How to Speed Up BLASTp
2
0
Entering edit mode
12 months ago
twangxxx • 0

Hello,

I have a fasta file including 140 protein sequences from distinct viruses and I would like to identify which protein comes from which virus.

I am using a Linux cluster, BLAST is available as a cluster module, and the viruses and NCBI nr databases are stored in my own directory(correct me if I used the wrong terminology) in the cluster.

I set up my blastp as below:

 blastp -db nr -query proteins.fa -outfmt 6 -out ./output.txt  -num_threads 10 -max_target_seqs 1


and requested the resources from cluster as:

#PBS -l mem=64gb,nodes=10:ppn=1,walltime=10:00:00


It has been running for around 10 hours and I haven’t got any results written in the output.txt. I am wondering if there is a better way to set up RAM, nodes, or process per node to speed up BLASTp run. Thank you so much!

Here is the info about the Linux cluster:

66 compute nodes. Each node has two 14-core Intel processors (2.40GHz) sharing 128 GB of memory.

blastp linux-cluster BLAST nr-database • 1.3k views
1
Entering edit mode

Have you downloaded all files for nr database from NCBI and uncompressed them in your directory. If you take a single sequence and try to run a quick search against this database do you see results in < 30 min (it will take a while to read the database files).

0
Entering edit mode

Thank you so much for the reply. I did download and uncompress all nr databases from NBCI in my directory. Taking your suggestion and suggestions from below. I am running a -num-threads 10 blastp to search single sequence against all nr databases, by using mem=120gb,nodes=1:ppn=14. Hope this will run faster.

Also, do you have any suggested method to limit the protein sequence database to that only comes from viruses?

0
Entering edit mode

You can use -taxids 10239 (taxID for viruses) option in your blastp to limit your local search for viruses. This will require you to download the taxonomy file from the same location where you downloaded nr indexes and keep it in the same directory as your blast indexes.

0
Entering edit mode

It's over two hours since I initiated a single sequence blastp against all nr databases as I mentioned in my previous reply, and It hasn't completed it.

I am running a -num-threads 10 blastp to search single sequence against all nr databases, by using mem=120gb,nodes=1:ppn=14. Hope this will run faster.

So, I am considering building a local database only including protein sequences from viruses.

I found a website here, but not sure how to download all fasta files from the command line or using any available tool.

0
Entering edit mode

considering building a local database only including protein sequences from viruses.

I think you are best off getting the viral proteins from the link Mensur Dlakic had provided below for UniProt.

That said you can download using Download button on the page you linked above from NCBI.

0
Entering edit mode

Loading the nr DB in memory (especially with the newest binaries) you will need to request all the mem of node (120GB should be OK to use the DB, the requested 64gb will likely not work).

1
Entering edit mode
12 months ago
h.mon 34k

You are requesting 10 nodes and 1 processor per node, however, blastp can only use one node. You should use:

#PBS -l mem=128gb,nodes=1:ppn=14,walltime=10:00:00


There are ways of splitting the input fasta file and submitting to several nodes, but with 140 sequences as input, it is not necessary.

You should contact the cluster administrators for instructions on how to properly use Torque / PBS resource manager. And before downloading NT / NR, you should also ask if these databases are already available at a centrally managed location - as they are widely used, this is commonly the case.

0
Entering edit mode

Thank you so much, I changed my PBS setting as you suggested. I am afraid there is no database available in a shared location in the cluster, so I downloaded and uncompressed the whole NCBI nr database in my directory.

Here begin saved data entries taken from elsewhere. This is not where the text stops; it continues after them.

PR #423, opened 2017-07-13
Signup with user profile

Steven-Chan:
connect #393

### DIFF
--- a/pkg/server/handler/auth.go
+++ b/pkg/server/handler/auth.go
@@ -35,6 +35,7 @@ type signupPayload struct {
 	Password         string                 `mapstructure:"password"`
 	Provider         string                 `mapstructure:"provider"`
 	ProviderAuthData map[string]interface{} `mapstructure:"provider_auth_data"`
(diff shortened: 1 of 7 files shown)


pkg/server/handler/auth.go
```diff
@@ -53,6 +54,10 @@ func (payload *signupPayload) Validate() skyerr.Error {
 			return skyerr.NewInvalidArgument("invalid auth data", []string{"auth_data"})
 		}
 
+		if dupliatedKeys := payload.duplicatedKeysInAuthDataAndProfile(); len(dupliatedKeys) > 0 {
```
cheungpat: s/dupliatedKeys/duplicatedKeys/g

cheungpat: Do you think it is better to ignore the keys instead of throwing an error? @rickmak

rickmak: Since the name is signup, I think it will be better throw an error.

PR #1272, opened 2020-03-24
Resolve access tokens for session

kiootic:


pkg/auth/dependency/auth/access_event_test.go
```diff
@@ -0,0 +1,128 @@
...
+			So(ip, ShouldEqual, "1.1.1.1")
+		})
+		Convey("should resolve with priority", func() {
+			ip := AccessEventConnInfo{
+				XRealIP:       "a",
+				XForwardedFor: "b",
+				Forwarded:     "for=c",
+				RemoteAddr:    "d",
+			}.IP()
+			So(ip, ShouldEqual, "a")
```
louischan-oursky: Just realized we have the priority

1. `x-real-ip`
2. `x-forwarded-for`
3. `forwarded`
4. remote addr

How did we come up with this priority? Any reference?

pkg/auth/dependency/auth/session_middleware.go
```diff
@@ -45,25 +49,48 @@ func (m *Middleware) resolve(rw http.ResponseWriter, r *http.Request) (AuthSessi
...
+
+func (m *Middleware) resolveSession(rw http.ResponseWriter, r *http.Request) (AuthSession, error) {
+	isInvalid := false
+
+	// IDP session in cookie takes priority over access token in header
+	for _, resolver := range []SessionResolver{m.IDPSessionResolver, m.AccessTokenSessionResolver} {
+		session, err := resolver.Resolve(rw, r)
+		if errors.Is(err, ErrInvalidSession) {
+			// Continue to attempt resolving session, even if one of the resolver reported invalid.
+			isInvalid = true
```
louischan-oursky: We never set it to `false` again. It is always true once it becomes true. So why don't we `return nil, ErrInvalidSession` here?

pkg/auth/dependency/auth/access_event_test.go
kiootic: It's arbitrary. My criteria is from non-standardized headers to standardized fields.

louischan-oursky: In my mind, they should be

1. `forwarded`
2. `x-forwarded-for`
3. `x-real-ip`
4. remote addr

From standardized headers to non-standardized headers.

kiootic: I don't have a strong opinion on this, so I'll change it to match yours.

PR #1278, opened 2020-03-24
Ensure cookie domain is ETLD+1 without port

### LINKED ISSUE #1275: Ensure cookie domain is always without port
In the function `NewSessionCookieConfiguration`, we use `publicsuffix.EffectiveTLDPlusOne(host)` to derive the domain. If `host` has `port`, `etldp1` also has port. But Cookie domain does not allow port.

`2020/03/24 18:20:47 net/http: invalid Cookie.Domain "accounts.localhost:8081"; dropping domain attribute`

We need to follow the similar logic in `isLocalhost` `csp_middleware.go` to strip the port.

louischan-oursky:
fix #1275

### DIFF
--- a/pkg/core/http/cookie_test.go
+++ b/pkg/core/http/cookie_test.go
@@ -103,3 +103,32 @@ func TestUpdateCookie(t *testing.T) {
 		})
 	})
 }
+
+func TestCookieDomainFromETLDPlusOneWithoutPort(t *testing.T) {
+	Convey("CookieDomainFromETLDPlusOneWithoutPort", t, func() {
+		check := func(in string, out string) {
+			actual := CookieDomainFromETLDPlusOneWithoutPort(in)
+			So(out, ShouldEqual, actual)
+		}
+		check("localhost", "")
+
+		check("accounts.localhost", "accounts.localhost")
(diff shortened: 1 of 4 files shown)


pkg/core/http/cookie_test.go
```diff
@@ -103,3 +103,32 @@ func TestUpdateCookie(t *testing.T) {
...
 	})
 }
+
+func TestCookieDomainFromETLDPlusOneWithoutPort(t *testing.T) {
+	Convey("CookieDomainFromETLDPlusOneWithoutPort", t, func() {
+		check := func(in string, out string) {
+			actual := CookieDomainFromETLDPlusOneWithoutPort(in)
+			So(out, ShouldEqual, actual)
+		}
+		check("localhost", "")
```
kiootic: I think this is a bug? It should be localhost. If we cannot derive eTLD+1, we may want to return the domain directly, since `localhost` is a TLD.

louischan-oursky: It is an issue of golang publicsuffix :(
However, returning empty string is part of the contract. If eTLD+1 cannot be derived, returning empty string means use host-only cookie.

Issue #1280, opened 2020-03-25
OIDC - support end_session_endpoint


carmenlau:
https://openid.net/specs/openid-connect-session-1_0.html#RPLogout

PR #1283, opened 2020-03-25
Fix logout endpoint

kiootic:
ref #1280


pkg/auth/dependency/oidc/handler/handler_end_session.go
```diff
@@ -6,27 +6,48 @@ import (
...
+
+		http.Redirect(rw, r, logoutURI.String(), http.StatusFound)
+		return nil
+	}
+
 	redirectURI := req.PostLogoutRedirectURI()
-	if !h.validateRedirectURI(s, redirectURI) {
-		// Invalid/empty redirect URI, redirect to settings to prompt user
-		http.Redirect(rw, r, h.SettingsEndpoint.SettingsEndpointURI().String(), http.StatusFound)
+	valid, client := h.validateRedirectURI(s, redirectURI)
```
louischan-oursky: passing `s` has no effect because `s` at this point must be `nil`.

pkg/auth/dependency/oidc/handler/handler_end_session.go
```diff
@@ -41,29 +62,23 @@ func (h *EndSessionHandler) Handle(s auth.AuthSession, req protocol.EndSessionRe
...
-			return err
-		}
-	}
-
 	http.Redirect(rw, r, redirectURI, http.StatusFound)
 	return nil
 }
 
-func (h *EndSessionHandler) validateRedirectURI(s auth.AuthSession, redirectURI string) bool {
+func (h *EndSessionHandler) validateRedirectURI(s auth.AuthSession, redirectURI string) (valid bool, client config.OAuthClientConfiguration) {
```
louischan-oursky: `s` is always nil in this function

pkg/auth/dependency/oidc/handler/handler_end_session.go
kiootic: Fixed.

PR #1287, opened 2020-03-26
Refactor user info

kiootic:


pkg/core/auth/authz/policy/authinfo.go
```diff
@@ -8,7 +8,7 @@ import (
 )
 
 func requireAuthenticated(r *http.Request) error {
-	user := authn.GetAuthInfo(r.Context())
+	user := authn.GetUser(r.Context())
 	session := authn.GetSession(r.Context())
 	if user == nil || session == nil {
```
carmenlau: Maybe we only need to check if there is user in the context? In `RequiredAuthenticatedMiddleware` for web app, we only check user.

PR #1290, opened 2020-03-26
Fix Auth API behavior with tokens

kiootic:


pkg/auth/dependency/oauth/handler/result_authz.go
```diff
@@ -34,7 +34,7 @@ type (
 func (a authorizationResultRedirect) WriteResponse(rw http.ResponseWriter, r *http.Request) {
 	query := a.RedirectURI.Query()
 	for k, v := range a.Response {
-		query.Set(k, v)
+		query.Add(k, v)
```
louischan-oursky: Not sure why this change is related to the new test. Also this code snippet appears more than once. It is better to move this logic to `pkg/core/url/add_map.go`.

```golang
func AddMap(u *url.URL, m map[string]string) *url.URL {
  q := u.Query()
  for k, v := range m {
    q.Add(k, v)
  }
  out := *u
  out.RawQuery = q.Encode()
  return &out
}
```

kiootic: The expected behavior is that the existing query parameters should be preserved, so `Add` should be used instead of `Set`. The test is there to prevent regression in case we forget it.

PR #1293, opened 2020-03-27
Fix session APIs

kiootic:


pkg/auth/dependency/auth/session_manager.go
```diff
@@ -96,3 +111,51 @@ func (m *SessionManager) Logout(session AuthSession, rw http.ResponseWriter) err
...
+	if err != nil {
+		return nil, err
+	}
+
+	sessions := make([]AuthSession, len(idpSessions)+len(accessGrantSessions))
+	copy(sessions[0:], idpSessions)
+	copy(sessions[len(idpSessions):], accessGrantSessions)
+
+	sort.Slice(sessions, func(i, j int) bool {
+		return sessions[i].SessionID() < sessions[j].SessionID()
```
louischan-oursky: Sort by created at desc seems better.

pkg/auth/handler/session/revoke.go
```diff
@@ -89,98 +73,51 @@ const RevokeRequestSchema = `
...
-	if err := handler.BindJSONBody(r, w, h.Validator, "#SessionRevokeRequest", &payload); err != nil {
-		response.Error = err
-	} else {
-		result, err := h.Handle(r, payload)
-		if err != nil {
-			response.Error = err
-		} else {
-			response.Result = result
-		}
+	payload.CurrentSessionID = session.SessionID()
```
louischan-oursky: Is CurrentSessionID being respected?

kiootic: It is validated in `Validate()` function of the payload.

PR #1304, opened 2020-03-30
Disable auth API if not enabled

### LINKED ISSUE #1302: Disable Auth API if not explicitly enabled
Disallow using Auth API if `auth.enable_api` is not set to true.

kiootic:
fix #1302


kiootic:
- We do not want the restriction for existing admin API, and we do not want to introduce knowledge about individual handlers to middleware.
- This is a authorization restriction, so it is appropriate to be implemented as authorization policy.

PR #1312, opened 2020-04-01
Unlink not found oauth identity

### LINKED ISSUE #1308: Unlink non-existent SSO provider gives HTTP 500
The error got printed to stderr is `"principal not found"` which is should considered expected error instead of unexpected error.

louischan-oursky:
fix #1308

### DIFF
--- a/pkg/auth/dependency/principal/error.go
+++ b/pkg/auth/dependency/principal/error.go
@@ -10,5 +10,5 @@ var ErrNotFound = errors.New("principal not found")
 var ErrAlreadyExists = errors.New("principal already exists")
 var ErrMultipleResultsFound = errors.New("multiple principals found")
 
-var CurrentIdentityBeingDeleted = skyerr.Invalid.WithReason("CurrentIdentityBeingDeleted")
-var ErrCurrentIdentityBeingDeleted = CurrentIdentityBeingDeleted.New("must not delete current identity")
+// ErrCurrentIdentityBeingDeleted is shared by sso/unlink.go and loginid/remove.go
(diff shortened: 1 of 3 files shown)


pkg/auth/dependency/principal/oauth/error.go
```diff
@@ -0,0 +1,7 @@
+package oauth
+
+import (
+	"github.com/skygeario/skygear-server/pkg/core/skyerr"
+)
+
+var ErrIdentityNotFound = skyerr.NotFound.WithReason("OAuthIdentityNotFound").New("oauth identity not found")
```
kiootic, line 7: I think this error can be moved up to `principal` package, or even update the existing principal not found error, since there is no need for client to know the type of identity.

louischan-oursky: I updated the principal not found error to skyerr. However, we still have some error in `principal/password/error.go` that may overlap with those in `principal/error.go`

kiootic: Oh I forgot about the error in password package. If so, I think these skyerrs should belongs to the handler layer instead. So providers would return a simple error (`ErrNotFound`), and handlers would translate it into skyerrs for each group of APIs.

louischan-oursky: So revert to my original change?

kiootic: Yes, sorry for this. It would be better to also move the not found errors into the handler (i.e. into `loginid` and `sso` packages in handlers)

louischan-oursky: Updated.

PR #1318, opened 2020-04-03
Adopt Post/Redirect/Get pattern

### LINKED ISSUE #1288: [Auth UI] Adopt Post/Redirect/Get pattern
> I just found another potential problem: when I submit a wrong password multiple time when logging in, using the back button in page would result in CACHE_MISS Chrome error.

louischan-oursky:
fix #1288

@carmenlau I refactored `authenticate_provider_impl.go` greatly and it may have impact on how you implement SSO.


cmd/auth/main.go
```diff
@@ -242,9 +242,14 @@ func main() {
 	webappRouter.Use(auth.MakeMiddleware(authDependency, auth.NewCSRFMiddleware))
 	webappRouter.Use(webapp.PostNoCacheMiddleware)
 
-	webappAnonymousRouter := webappRouter.NewRoute().Subrouter()
-	webappAnonymousRouter.Use(webapp.RequiredAnonymousMiddleware{}.Handle)
-	webapphandler.AttachRootHandler(webappAnonymousRouter, authDependency)
+	webappAuthRouter := webappRouter.NewRoute().Subrouter()
+	webappAuthRouter.Use(webapp.RequiredAnonymousMiddleware{}.Handle)
```
carmenlau, line 246: Seems not related to this PR, but should we change this middleware name? 🙈

louischan-oursky: What about `RequiredNotAuthenticatedMiddleware`?

PR #1324, opened 2020-04-07
Refactor configuration

### LINKED ISSUE #1319: Refactor app configuration

kiootic:
fix #1319


pkg/core/config/message.go
```diff
@@ -0,0 +1,64 @@
+package config
+
+//go:generate msgp -tests=false
+
+type MessagesConfiguration struct {
+	Email       EmailMessageConfiguration `json:"email,omitempty" yaml:"email" msg:"email"`
+	SMSProvider SMSProvider               `json:"sms_provider,omitempty" yaml:"sms_provider,omitempty" msg:"sms_provider"`
+	SMS         SMSMessageConfiguration   `json:"sms,omitempty" yaml:"sms" msg:"sms"`
```
louischan-oursky, line 8: It is a bit strange we have both `sms_provider` and `sms` at the same level. I understand we need them separate because SMSMessageConfiguration could appear in feature configuration.

pkg/core/config/tenant.go
```diff
@@ -370,11 +413,11 @@ func (c *TenantConfiguration) AfterUnmarshal() {
...
 			config.Expiry = 3600 // 1 hour
 		}
-		if config.Sender == "" {
-			config.Sender = "no-reply@skygear.io"
-		}
-		if config.Subject == "" {
-			config.Subject = "Verification instruction"
+		if config.EmailMessage.Subject() == "" {
+			if config.EmailMessage == nil {
+				config.EmailMessage = EmailMessageConfiguration{}
```
carmenlau, line 418: Maybe we can use `default_zero_value:"true"` tag, so we don't need to check and assign zero value?

pkg/core/config/authentication.go
```diff
@@ -0,0 +1,18 @@
...
+	PrimaryAuthenticators       []string                    `json:"primary_authenticators,omitempty" yaml:"primary_authenticators" msg:"primary_authenticators"`
+	SecondaryAuthenticators     []string                    `json:"secondary_authenticators,omitempty" yaml:"secondary_authenticators" msg:"secondary_authenticators"`
+	SecondaryAuthenticationMode SecondaryAuthenticationMode `json:"secondary_authentication_mode,omitempty" yaml:"secondary_authentication_mode" msg:"secondary_authentication_mode"`
+	Secret                      string                      `json:"secret,omitempty" yaml:"secret" msg:"secret"`
+}
+
+type SecondaryAuthenticationMode string
+
+const (
+	SecondaryAuthenticationModeIfRequested SecondaryAuthenticationMode = "if_requested"
```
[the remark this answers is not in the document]
carmenlau: The original `off` is we don't ask user in the authentication flow, but user can still do mfa if they want?
How about call it `not_required`? 🙈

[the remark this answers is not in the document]
louischan-oursky: Not sure if the user can trigger MFA if they do not have authentication session token.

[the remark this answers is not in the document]
carmenlau: > The original `off` is we don't ask user in the authentication flow, but user can still do mfa if they want

But i think it is the original design?

> Not sure if the user can trigger MFA if they do not have authentication session token.

As I remember mfa api accept **authentication session token** or **valid session**?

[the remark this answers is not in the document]
kiootic: `if_requested` is same as `off`. I've updated the spec document to reflect this.

I think we're going to support step-up natively within authentication session. Therefore, it is possible to have an authentication session backed by an existing session. Existing MFA APIs would either accept an authentication session, or create a new authentication session with existing session, step it up, then finish the authentication session and update the session attributes.

pkg/core/config/tenant.go
kiootic: So `default_zero_value` works with maps too? I didn't know that.

pkg/core/config/authentication.go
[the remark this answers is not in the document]
louischan-oursky: By the way, ss `voluntary` a better name?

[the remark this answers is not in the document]
kiootic: If `voluntary` is used, I think `required` should be replaced with `mandatory` for contrast? Also, end-users cannot 'voluntarily' initiate a secondary authentication; it has to be 'requested' by the developer at authorize endpoint.

pkg/core/config/message.go
kiootic: I do think it looks weird... but I can't think of a better name. I had an idea of moving the message configuration one level deeper, so it would be `messages.email.message`, `messages.sms.message`, and `messages.sms.provider`, but it seems even weirder.

Any suggestions?

pkg/core/config/authentication.go
```diff
@@ -4,7 +4,7 @@ package config
 type AuthenticationConfiguration struct {
 	Identities                  []string                    `json:"identities,omitempty" yaml:"identities" msg:"identities"`
 	PrimaryAuthenticators       []string                    `json:"primary_authenticators,omitempty" yaml:"primary_authenticators" msg:"primary_authenticators"`
-	SecondaryAuthenticators     []string                    `json:"secondary_authenticators,omitempty" yaml:"secondary_authenticators" msg:"secondary_authenticators"`
+	SecondaryAuthenticators     *[]string                   `json:"secondary_authenticators,omitempty" yaml:"secondary_authenticators" msg:"secondary_authenticators"`
```
louischan-oursky, line 7: We have 2 nil cases here.

The pointer to `[]string` is nil.
The pointer to `[]string` is non-nil but `[]string` is nil.

Do we really need to change the type here? For example `LoginIDKeys` is still `[]LoginIDKeyConfiguration` but we explicitly check it against nil to see if it is specified by the developer.

pkg/core/config/message.go
louischan-oursky: No good idea :(

Just keep this.

pkg/core/config/authentication.go
kiootic: I'll change it back.

Go's `nil` handling is really confusing... It is convention to treat `nil` slice and empty slice as same, yet encoding tends to treat them differently.

louischan-oursky: golang-encoding impedance mismatch

PR #1326, opened 2020-04-08
Support localization in Auth UI

### LINKED ISSUE #1323: [Auth UI] Support localization in templates
- [x] Add `Translation config.TemplateItemType` to `template.Spec`. It expresses the template depends on another JSON file to provide the translation
- [x] Resolve all translations when a template has `Translation`
- [x] Support injecting custom function during render via `template.Funcs`.
- [x] Inject `localize` function when rendering Auth UI templates
- [x] Implement `localize` function
- [x] Extract all localizable texts from Auth UI templates.
- [x] Support `ui_locales` and `Accept-Language` (in that order)

louischan-oursky:
fix #1323


pkg/core/template/engine.go
```diff
@@ -1,98 +1,162 @@
...
+	// For example,
+	// {
+	//   "key1": {
+	//     "": "Hello",
+	//     "en": "Hello",
+	//     "en-US": "Hi!",
+	//     "zh": "你好"
+	//   }
+	// }
+	Translations map[string]map[string]string
```
kiootic, line 31: Would it be better to flatten it like this?
```json
{
    "key1": "Hello",
    "key1#en": "Hello",
    "key1#en-US": "Hi!",
    "key1#zh":  "你好"
}
```

In this ways, we can also resolve the other form of localization in configuration.

pkg/core/template/engine_test.go
```diff
@@ -191,3 +191,174 @@ func TestEngine(t *testing.T) {
...
+		}, []string{"ja-JP", "en-US", "zh-Hant-HK"}, "Hello from ja")
+
+		// Select the default because japanese and chinese is unknown to a korean speaker.
+		test(map[string]string{
+			"":   "Hello from default",
+			"ja": "Hello from ja",
+			"zh": "Hello from zh",
+		}, []string{"kr-KR"}, "Hello from default")
+
+		// Select english because english is an international language.
```
kiootic, line 325: Can you explain more on these three test cases? The term 'international language' and 'best variant' is not familiar to me, and looks rather 'magical'.

louischan-oursky: I don't know either. The comment given there is my guess. [This blog](https://blog.golang.org/matchlang) also just gives some examples. The blogpost says that [the implementation](https://github.com/golang/text/blob/master/language/match.go) takes CLDR data into account. So it is magical because it is driven by real world data.

For example, I guess there are more Taiwanese than Hongkongers. So `zh-Hant-TW` is preferred over `zh-Hant-HK`

kiootic: I suppose so... I just seems unintuitive that a missing language would resolve to English localization, rather than default localization.

I think we can omit the three test cases, since they're actually testing the underlying CLDR data, and I'm not sure if language/system upgrade would change the behavior. We can just test the most expected cases (e.g. `ja-JP` falls back to `ja`, `zh-Hant` would not falls back to `ja`, etc.).

pkg/core/template/engine.go
louischan-oursky: First it would impose a new restriction on the key naming. Key cannot have `#` sign otherwise it would be problematic.

Second the two-map approach does not require extra key manipulation to index. It is simpler.

Third the OIDC style localization is not yet done right now. I am going to support it in another PR (because your configuration refactoring introduces some configs that are not client metadata but use OIDC style localization, so I didn't do OIDC style localization in this PR). I am still thinking whether we should reuse MessageFormat for OIDC style localization. MessageFormat is powerful when we give it arguments to deal with plural and gender.

pkg/core/template/engine_test.go
louischan-oursky: Agree. Let me remove the test case related to the behavior of Matcher.

pkg/core/template/engine.go
kiootic: > I am still thinking whether we should reuse MessageFormat for OIDC style localization. MessageFormat is powerful when we give it arguments to deal with plural and gender.

I don't think we need to use it, since localization in configuration should be static strings without arguments, and I don't the OAuth/OIDC spec allows it.

louischan-oursky: > I don't think we need to use it, since localization in configuration should be static strings without arguments, and I don't the OAuth/OIDC spec allows it.

And that's why I don't think flattening the map here is helpful. The two localization processes are different. The data structure they use can also be different.

louischan-oursky:
conflicts resolved.

PR #1330, opened 2020-04-09
Configure country calling code

### LINKED ISSUE #1321: [Auth UI] Configurable country calling codes

louischan-oursky:
fix #1321


pkg/core/config/schema.go
```diff
@@ -166,7 +167,26 @@ var (
...
 		"properties": {
-			"css": { "type": "string" }
+			"css": { "type": "string" },
+			"country_calling_code": { "$ref": "#AuthUICountryCallingCodeConfiguration" }
+		}
+	},
+	"CountryCallingCode": {
+		"$id": "#CountryCallingCode",
+		"type": "string",
+		"enum": %s
```
kiootic, line 177: I think it's better not to embed all codes in the schema, since it would bloat the schema greatly. Also, I'm not sure if the codes are exhaustive and will not be changed. Maybe use a numeric regex instead?

louischan-oursky: Writing a regex for it is not an good idea. Maybe make it a format instead?

kiootic: I'm thinking of just a simple regex like `^\d+$`, since it seems likely that our list of calling codes is not always correct in future.

kiootic:
@louischan-oursky there is conflict here.

louischan-oursky:
rebased.

PR #573, opened 2019-11-07
Update `require-computed-macros` rule to handle `this.get('property')` (in addition to `this.property`)

### LINKED ISSUE #572: BUG: `require-computed-macros` doesn't work with this.get()
REPRO CODE:
```
myComputed: computed('a', 'b', function () {
  return this.get('a') || this.get('b');
}),
```

EXPECTED:
`require-computed-macros` fails with a message saying the function should use `computed.or('a', 'b')`

ACTUAL:
eslint passes

Note: Same issue occurs if you use `return get(this, 'a') || get(this, 'b');` instead

bmish:
Fixes #572. CC: @BlueRaja


BlueRaja:
Wow, that was fast!  Looks correct based on the unit tests.  Thanks!!

PR #577, opened 2019-11-08
Add autofixer to `no-get` rule

bmish:
Adds an autofixer to help with the adoption of this rule. There is already a [codemod](https://github.com/rondale-sc/es5-getter-ember-codemod) for this but the autofixer is more accessible.

I recently updated the rule to eliminate some false positives (#580 #581) and thus safely enable adding this autofixer.


bmish:
Looking for feedback on whether there's interest in this autofixer despite the unsafe situations mentioned above.

rwjblue:
Can you detect the simple version of the two caveats (like if `ArrayProxy` or `ObjectProxy` are imported, or if we detect an `unknownProperty`), and bail out on the fixer?

bmish:
@rwjblue good news, I updated the rule to eliminate those false positives (#580 #581) and thus safely enable adding this autofixer.

rwjblue:
Awesome!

Also, I am wondering how to properly set up -num_threads in blastp command to speed up based on this PBS request.

0
Entering edit mode

You can try the variable $PBS_NUM_PPN (number of CPUs per node):  blastp -db nr -query proteins.fa -outfmt 6 -out ./output.txt \ -num_threads$PBS_NUM_PPN -max_target_seqs 1


1
Entering edit mode
12 months ago
Mensur Dlakic ★ 20k

Another thing that may help is searching against a virus-only database, since at least 99.5% of nr are non-viral entries. Specific taxonomic entries can be downloaded from this link:

https://ftp.uniprot.org/pub/databases/uniprot/current_release/knowledgebase/taxonomic_divisions/

There are two files (sprot and trembl) for each group, and you would need the .dat.gz files. Those are in EMBL format, so you will need a program to convert them to FASTA. I know that a little utility called esl-reformat from the HMMer package can do it, and there are likely to be others.

0
Entering edit mode

Thank you for reply. I read the manual of HMMer package and found that esl-reformat utility is for nucleotide sequence format conversion. It probably won't work for protein sequence. Do you have any other tools recommended?

1
Entering edit mode

esl-reformat works for protein sequences. In fact, it will automatically figure out the type of sequence, although it can be specified on the command-line if needed. It is easy enough, why don't you give it a try?